Das wäre der Idealfall. Was ist jedoch, wenn der Nutzer das Browserfenster schliesst und das System keine Rückmeldung erhält und die Daten nicht in die DB sichert? Was passiert wenn der Nutzer "gleichzeitig" sich im IE und in Opera anmeldet und Änderung vornimmt? Man könnte verhindern das er sich mehrmals anmelden kann, jedoch würde ich das nur ungern machen. In beiden Fällen wären die DB Daten nicht "korrekt".

Wie soll ich nun vorgehen?
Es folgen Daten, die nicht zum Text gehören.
PR #4985, opened 2026-07-18
Return 422 instead of 500 when workflow create body omits edges, jobs, or triggers

### LINKED ISSUE #4982: Workflows REST API crashes (500) instead of returning 422 when jobs/triggers/edges are omitted
## Summary

`POST /api/projects/:project_id/workflows` (and the equivalent non-nested
route) raises an uncaught `FunctionClauseError` — a 500 — instead of a
validation error, if the request body omits `jobs`, `triggers`, or `edges`
entirely (as opposed to sending them as empty lists).

## Repro

```bash
curl -X POST http://localhost:4000/api/projects/$PROJECT_ID/workflows \
  -H "Authorization: Bearer $TOKEN" \
  -H "Content-Type: application/json" \
  -d '{"name":"My Workflow"}'
```

Expected: `422 Unprocessable Entity` with a validation error (e.g. missing
edges/triggers).

Actual: `500 Internal Server Error`.

## Root cause

`LightningWeb.API.WorkflowsController.validate_workflow/2`
(`lib/lightning_web/controllers/api/workflows_controller.ex`) only has a
clause that matches when the params map already contains `"edges"`,
`"jobs"`, and `"triggers"` keys:

```elixir
defp validate_workflow(
       %{
         "edges" => edges,
         "jobs" => jobs,
         "triggers" => triggers
       },
       ids_map
     ),
     do: validate_workflow(edges, jobs, triggers, ids_map)
```

If any of those keys is missing from the request body, no clause matches
and Elixir raises `FunctionClauseError`, which isn't handled by the
controller's `with`/`maybe_handle_error` error-mapping and surfaces as an
unhandled 500.

The `update` path isn't affected — it builds an `Ecto.Changeset` first
(via `Workflows.change_workflow/2`), which always has `:edges`/`:jobs`/
`:triggers` fields via schema defaults, so it hits the changeset clause
instead. Only `create`, which validates the raw params map directly, can
hit the crash.

## Fix

Confirmed with a passing regression test locally. The minimal fix is to
make the second clause match any map and default the missing keys to
`[]`:

```elixir
defp validate_workflow(%{} = params, ids_map) do
  edges = Map.get(params, "edges", [])
  jobs = Map.get(params, "jobs", [])
  triggers = Map.get(params, "triggers", [])

  validate_workflow(edges, jobs, triggers, ids_map)
end
```

This routes the request through the existing validation logic, which
already returns a proper 422 (e.g. `"Missing edge with
source_trigger_id."`) for a workflow with no edges.

## Provenance

Found incidentally while reviewing the AI-First Starting UX epic (#4848),
not caused by it — this crash predates that work (introduced in #2792,
Jan 2025). Not part of that epic's scope; tracking here as its own fix.

SAY-5:
## Description

This PR fixes a crash in the workflows REST API. `POST /api/projects/:project_id/workflows` raised an unhandled `FunctionClauseError` (a 500) instead of a validation error when the request body left out `edges`, `jobs`, or `triggers` entirely, rather than sending them as empty lists.

`validate_workflow/2` only had a map clause matching when all three keys were present, so a create body missing any of them matched no clause. The update path is unaffected because it builds a changeset first, which always has those fields via schema defaults. Only create validates the raw params map directly.

The fix adds a fallback clause that defaults the missing keys to `[]` and routes through the existing validation, which already returns a proper 422 (`"Missing edge with source_trigger_id."`) for a workflow with no edges.

Closes #4982

## Validation steps

1. `POST /api/projects/:project_id/workflows` with a body of just `{"name": "..."}` (no `edges`/`jobs`/`triggers`).
2. Before this change the response is a 500; after it, a 422 with the edges validation error.
3. The added test `returns 422 when edges, jobs and triggers are omitted` covers this in `workflows_controller_test.exs`.

1. I couldn't run the full ExUnit suite here (it needs Postgres and full deps compilation), so the regression test is written to mirror the neighbouring `returns 422 when edges misses a source trigger` case and the empty-list path was traced by hand to confirm it lands on `{:error, :edges_misses_a_trigger}` and the existing `reply_422`. Please run it in CI.

## AI Usage

want to know!):

- [ ] I have used Claude Code
- [x] I have not used AI

## Pre-submission checklist

      with Claude Code)

### DIFF
--- a/CHANGELOG.md
+++ b/CHANGELOG.md
@@ -58,6 +58,10 @@ and this project adheres to
 
 ### Fixed
 
+- The workflows REST API now returns a 422 validation error instead of a 500
+  when a create request omits `edges`, `jobs`, or `triggers` from the body
+  rather than sending them as empty lists.
+  [#4982](https://github.com/OpenFn/lightning/issues/4982)
 - Sandbox merge no longer deletes a workflow that was added to the project after
   the sandbox was branched. Such workflows were never part of the sandbox, so
   they are excluded from the merge screen entirely. Workflows deleted inside the
--- a/lib/lightning_web/controllers/api/workflows_controller.ex
+++ b/lib/lightning_web/controllers/api/workflows_controller.ex
@@ -413,6 +413,14 @@ defmodule LightningWeb.API.WorkflowsController do
        ),
        do: validate_workflow(edges, jobs, triggers, ids_map)
 
+  defp validate_workflow(%{} = params, ids_map) do
+    edges = Map.get(params, "edges", [])
+    jobs = Map.get(params, "jobs", [])
+    triggers = Map.get(params, "triggers", [])
+
+    validate_workflow(edges, jobs, triggers, ids_map)
+  end
+
   defp validate_workflow(edges, jobs, triggers, ids_map) do
     # {:ok, _ids} <- validate_ids(edges),
     with {:ok, triggers_ids} <- validate_ids(triggers),
--- a/test/lightning_web/controllers/api/workflows_controller_test.exs
+++ b/test/lightning_web/controllers/api/workflows_controller_test.exs
@@ -745,6 +745,25 @@ defmodule LightningWeb.API.WorkflowsControllerTest do
              }
     end
 
+    test "returns 422 when edges, jobs and triggers are omitted", %{
+      conn: conn,
+      project: project
+    } do
+      conn =
+        post(
+          conn,
+          ~p"/api/projects/#{project.id}/workflows",
+          Jason.encode!(%{name: "workflow without children"})
+        )
+
+      assert json_response(conn, 422) == %{
+               "id" => nil,
+               "errors" => %{
+                 "edges" => ["Missing edge with source_trigger_id."]
+               }
+             }
+    end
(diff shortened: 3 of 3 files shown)


lmac-1 (approved):
Hiya @SAY-5, thank you so much for your contribution! This is a clean, well-scoped fix, and the write-up in the description is accurate. Thanks also for ticking the AI usage box 🙏

You mentioned you couldn't run the suite locally, so I ran it here: 56 tests pass, format and Credo clean. I also checked the regression test actually pins the bug. I've verified that removing your fallback clause reproduces the `FunctionClauseError`, restoring it goes green.

**One thing before this can merge:** could you merge the latest `main` into your branch? There's a conflict in `CHANGELOG.md`.

**Optional while you're there:** a test for only *one* key missing (jobs and triggers present, no `edges`) that crashed the same way and is probably the more common shape. Happy to add it after merge if you'd rather not.

The lint failure looks like pre-existing repo drift rather than your diff so merging `main` may clear it.

Approving so you're not blocked by me.

lmac-1:
Thanks @SAY-5 ! Merging :)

Ich habe nun die Möglichkeit (wie bisher), dass sobald der Nutzer eine Anfrage ans System hat die Daten direkt aus der Datenbank zu holen oder direkt reinzuschreiben und die Briefmarkenliste im Nutzerobjekt nicht anzulegen und somit keine Verbindung zwischen Tabelle a und b herzustellen. 
Im anderen Fall müsste sichergestellt werden, dass die Daten in der Session des Nutzers jederzeit konsistent sind. Das heisst sobald Änderungen an der Briefmarkenliste des Nutzerobjekts gemacht werden, müsste sichergestellt werden, dass diese Änderung bei einem "Absturz" des Programms (oder weg-x-en des Webbrowsers) noch in die Datenbank weggeschrieben werden.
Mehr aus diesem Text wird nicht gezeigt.